- Born: 1850s Karkijahan, Shusha uezd, Elizavetpol Governorate, Russian Empire
- Died: 1918 Baku, Azerbaijan Democratic Republic
- Genres: Mugham, folk
- Occupation: tar player

= Mashadi Zeynal =

Mashadi Zeynal Hagverdiyev (Məşədi Zeynal Haqverdiyev; 1850s – 1918) was an Azerbaijani musician and one of the first tar players in Azerbaijani music.

== Biography ==

Mashadi Zeynal Hagverdiyev was born in the 1850s (according to some sources in 1861) in the village of Karkijahan of Shusha uezd. During his education years at Shusha Realni School, he grew up in the environment of Azerbaijani cultural figures such as Firidun bey Kocharli, Yusif bey Malikhagnazarov, Azad bey Amirov, Karim bey Mehmandarov, Najaf bey Vazirov, Abdurrahim bey Hagverdiyev and Jabbar Garyaghdioglu.

Mashadi took lessons from Ali Asgar and Sadigjan, well-known artists of his era, and participated in Shusha musical gatherings from a young age. For many years, he accompanied Shahnaz Abbas, Abdulbagi Zulalov, Chekmachi Mohammad, Mashadi Mammad Farzaliyev, Segah Islam, Majid Behbudov, and later Seyid Shushinski and others at public musical gatherings and "Oriental concerts" with his tar. He performed at the first "Oriental concerts" in Shusha.

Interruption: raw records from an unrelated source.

PR #358, opened 2016-04-28
DEC-947: Change rake task to replace existing images

jgondron:
Changed to replace the images of items that have the same name as that image (such as from a previous import)

### DIFF
--- a/lib/tasks/adhoc_upload_images.rake
+++ b/lib/tasks/adhoc_upload_images.rake
@@ -39,7 +39,7 @@ namespace :adhoc do
     file = open(file_path)
     file_name = File.basename(file.respond_to?(:base_uri) ? file.base_uri.path : file.path)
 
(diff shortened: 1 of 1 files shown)


lib/tasks/adhoc_upload_images.rake
```diff
@@ -36,14 +36,23 @@ namespace :adhoc do
...
+    item = find_or_create(collection_id: collection_id, file_name: file_name)
     save_params = { uploaded_image: file, metadata: { name: file_name } }
     result = SaveItem.call(item, save_params)
     Index::Item.index!(item)
     file.close
     result
   end
+
+  # Assumes that any previous items in the collection were named based on the file name.
+  def find_or_create(collection_id:, file_name:)
```
jonhartzler: my only thought is maybe we don't want this method name to collide with the rails magical method names?

jonhartzler:
👍

rfox2:
👍

PR #359, opened 2016-05-02
DEC-928 Fix for Safari onClick bug for metadata button

rfox2:
What: There is a bug related to Safari in material-ui that short circuits the on click events for certain components and forces the user to click the element twice for the event to fire.
How: Instead of using onClick(), I changed the component in question so that it uses onMouseDown() coupled with onTouchStart() for touch screen devices.


jonhartzler:
👍

danthewolfe:
👍

PR #363, opened 2016-05-02
DEC-648: Honeycomb collection list with large collections is slow

jgondron:
Problem was with how it was finding a thumbnail to use, not the item count. Changed it to use the collection image if it has one. If none is available, it will find the first item that has a honeypot image via a query instead of a block test.


rfox2:
As soon as the hound syntax issues are fixed, 👍

jonhartzler:
👍

PR #364, opened 2016-05-02
Dec 927 fix cache expiration metadata fields

rfox2:
What: Cache was persisting for items when metadata fields were changed at the collection level. The metadata configuration was added as a changeable object to the item level caching methods on the V1 API.
How: Added the configuration as a potential mutable object in generating the cache keys. Also updated tests to account for the presence of the collection_configuration() on collection objects.


jgondron:
👍

jonhartzler:
👍

PR #367, opened 2016-05-03
DEC-927: Metadata field cache bug

jgondron:
Page/Section/Showcase#show all also render item metadata, so they need to check the metadata configuration id/updated_at when generating etag.


rfox2:
👍  ship it

PR #446, opened 2016-09-15
Refactor so all thumbnails go through one codepath

hbeachey:
Made thumbnail creation more generic - allowing for custom styling and different defaults
Renamed HoneypotThumbnail to Thumbnail
Added thumbnails to page list view


app/assets/javascripts/components/Thumbnail.jsx
```diff
@@ -4,17 +4,36 @@ var classNames = require("classnames");
...
-        <img src={this.props.thumbnailUrl} className="hc-thumbnail-image" />
-      );
-    } else {
-      return (<mui.FontIcon  className="material-icons">local_offer</mui.FontIcon>);
+    var thumbUrl = this.props.thumbnailUrl
+
+    if (!thumbUrl || thumbUrl == "") {
+      switch (this.props.thumbType) {
+        case 'item':
+          thumbUrl = "https://image.freepik.com/free-icon/black-paper-tag_318-33822.jpg";
```
rfox2: Just a question: do we want to hard code placeholder images like this?

hbeachey: This is the same question I had, Jon said just to keep it until we get real images. These are just arbitrary images from google, so if there's a better - more correct - way to do this I'm happy to change it.

jgondron:
Get with Andy on the styling/color of the icons. The previous icons were a little more on the grey side.

app/views/collections/_homepage_form.html.erb
```diff
@@ -2,7 +2,7 @@
 
 <%= f.input :short_intro, input_html: { class: 'honeycomb_redactor'  } %>
 
-<%= HoneypotThumbnail.display(f.object.image) %>
+<%= Thumbnail.display(f.object.image, "item", { maxWidth: "85px", maxHeight: "85px" }) %>
```
jgondron: Doesn't seem like this should use an item thumbnail. This is representing a collection's home page and this causes it to look like an item metadata tag.

app/assets/javascripts/components/Thumbnail.jsx
hbeachey: We have real icons now!

app/views/collections/_homepage_form.html.erb
hbeachey: Fixed, and tinted the icons to match the outline of meta-only-image which is already grey.

app/assets/javascripts/components/Thumbnail.jsx
rfox2: Awesome

PR #447, opened 2016-09-16
Selected tags sometimes were not returned

hbeachey:
DEC-1133
Tags selected in the UI were sometimes not returned in the results, and thus could not be rendered in the UI - making it impossible to deselect them.

I added a new query that _only_ retrieves these tag values, no results, and appends the tags to the tag list if not already present.


jgondron:
I'm ok with this for now. I think long term we need to start handling this type of problem on the front-end instead. We can create a hard limit to prevent extreme cases, but otherwise the front end should be responsible for deciding how to deal with large counts of facet values. So if we have time in this sprint, I'd like to examine that. If not, 👍

PR #448, opened 2016-09-16
Dec 1189

jonhartzler:
This pull request will remove items that are created when the media creation process fails for any reason if the process has already created an item.


app/assets/javascripts/actions/ItemActions.js
```diff
@@ -90,7 +90,7 @@ class ItemActions extends NodeEventEmitter {
     });
   }
 
-  delete(id) {
+  delete(id, message=true) {
```
hbeachey: np. To be clearer this could be 'emitMessage' currently it reads as the message to be emitted.

PR #449, opened 2016-09-19
Dec 1206

jonhartzler:
The problem was that items were not getting indexed after media was being uploaded. 

This corrects that.


app/services/create_media.rb
```diff
@@ -40,9 +40,14 @@ def create_and_associate(type:)
...
       owner.save
+      index_item
     else
       media.serializer = SerializeMedia
     end
     media
   end
+
+  def index_item
+    Index::Item.index!(owner) if owner.is_a?(Item)
```
jgondron: Not a big fan this. Something prior to this in the call stack should know that the associated object is an item and index it.

jonhartzler: I agree that this is buried.  But what do you mean by earlier?  The only earlier is the calling method save and that is only one level higher in the stack and that will increase the branch conditions on an already large method.   I think that there are 2 possible issues here that cause this.  1.  we have a premature optimization regarding owner instead of media.item.  2.  The other thing we can do is look to break more of the action orientation of the save higher up the call stack.  So you might make a object just for each action.  Then we would call CreateMedia and IndexItem from inside that space and not need the guard clause.

jgondron: Right, I'm looking more at option 2. I just don't want to get this into the space that we have with SaveHoneypotImage where it's doing more than it should and there's not a clear of a separation of concerns.

jonhartzler: Ok I agree with that let me see what I can come up with.  Should not take too long.

PR #451, opened 2016-09-22
Item deletion had bad links for associated pages/showcases

hbeachey:
The @id field in now links to the api pages instead of to the honeycomb UI. 

I've changed all pages and showcases to use the unique_id field for their uri instead so that we can easily parse the v1 url to link to these resources.

This is already getting very messy and I'm worried about the complexity and readability as we move forward. There's already discussion about how things should have been done - separating the API from the UI - but I think it's worth talking about seriously so this codebase can be more maintainable.

### DIFF
--- a/app/assets/javascripts/components/PagesPanel.jsx
+++ b/app/assets/javascripts/components/PagesPanel.jsx
@@ -61,9 +61,17 @@ var PagesPanel = React.createClass({
 
     return this.state.pages.map(function(page, index) {
       key = "page-" + page.id;
+      reg = new RegExp( '^(.*/)v1/(.*)$', 'i' );
+      strings = reg.exec(page["@id"]);
+
+      url = strings[0];
+      if(strings && strings.length == 3) {
+        url = strings[1] + strings[2] + "/edit";
+      }
+
       return (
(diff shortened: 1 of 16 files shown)


app/assets/javascripts/components/PagesPanel.jsx
```diff
@@ -61,9 +61,17 @@ var PagesPanel = React.createClass({
 
     return this.state.pages.map(function(page, index) {
       key = "page-" + page.id;
+      reg = new RegExp( '^(.*/)v1/(.*)$', 'i' );
+      strings = reg.exec(page["@id"]);
```
jgondron: I'm fine with this if it's working. Just fyi though, there is an @id which points to the purl for the object, and there is an "id" that gives you the unique_id alone, so you could have just pulled it from there instead of using regex to extract the id from @id.

hbeachey: I went with this method for two reasons: 1) most places are parsing in this fashion elsewhere in the codebase and 2) it felt incorrect to hard-code how the final uri should look in case it changed slightly in the future (eg. `/path/to/[id]/edit`).

PR #452, opened 2016-09-23
DEC-1212 Huge thumbnails on IE

hbeachey:
List/Index pages now all go through one react component to generate their internals - just like the item list minus the search functionality. This should fix incorrect sized thumbnails.


rfox2:
Can we get Hound fixed and get this merged in?

PR #453, opened 2016-10-17
Dec 1232

hbeachey:
The item delete button didn't grey out when it was un-deletable. It now does :)


app/decorators/item_decorator.rb
```diff
@@ -120,4 +121,8 @@ def children_query_recent
   def children_query
     @children_query ||= ItemQuery.new(object.children)
   end
+
+  def can_delete?
```
jgondron: Double check this, but I think there is an expectation that we always call this with an ItemQuery object. If so, ItemQuery has a can_delete? method already implemented, so you would just need to delegate this call to the object.

PR #454, opened 2016-10-19
DEC-449

hbeachey:
Showcase images in the list page were not constrained in height.


hbeachey:
I don't think this PR will be needed once DEC-1212 is merged in.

In 1911–1918, Mashadi Zeynal performed as a tar player in opera and drama performances and charity nights in Baku, Tbilisi and Shusha, and accompanied singers Segah Islam, Seyid Shushinski, and Majid Behbudov. On 20 January 1907 he participated with other artists in a night by the Muslim Charitable Society dedicated to benefit the Muslims in-need. He was invited by Uzeyir Hajibeyov to opera performances, and in 1911 he played tar in the opera "Leyli and Majnun". On 13 March 1915 Mashadi played the "Rahab" mugam at the "Eastern Night" organized by the Nijat Society in Baku.

Mashadi Zeynal was one of the first solo tar players after Sadigjan in Azerbaijani music. In 1897, he played "Chahargah" at the charity night organized in Khandamirov's theatre in Shusha. This mugham is particularly distinguished in his performance. In addition, he is known as a soloist of "Zabul" mugham.

Tarzan Mashadi Zeynal died in Baku in 1918.